WHAT TO PRODUCE – Copy every record below exactly as it appears.

DATA TO PROCESS –
PR #1417, opened 2025-12-11
Add comment to indicate the mojang name of the packet the wrapper is handling

vadim-soude:
This is some parity comment in regard of ClientboundLevelEventPacket


booky10:
Thanks!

YOUR RESPONSE –
PR #1417, opened 2025-12-11
Add comment to indicate the mojang name of the packet the wrapper is handling

vadim-soude:
This is some parity comment in regard of ClientboundLevelEventPacket


booky10:
Thanks!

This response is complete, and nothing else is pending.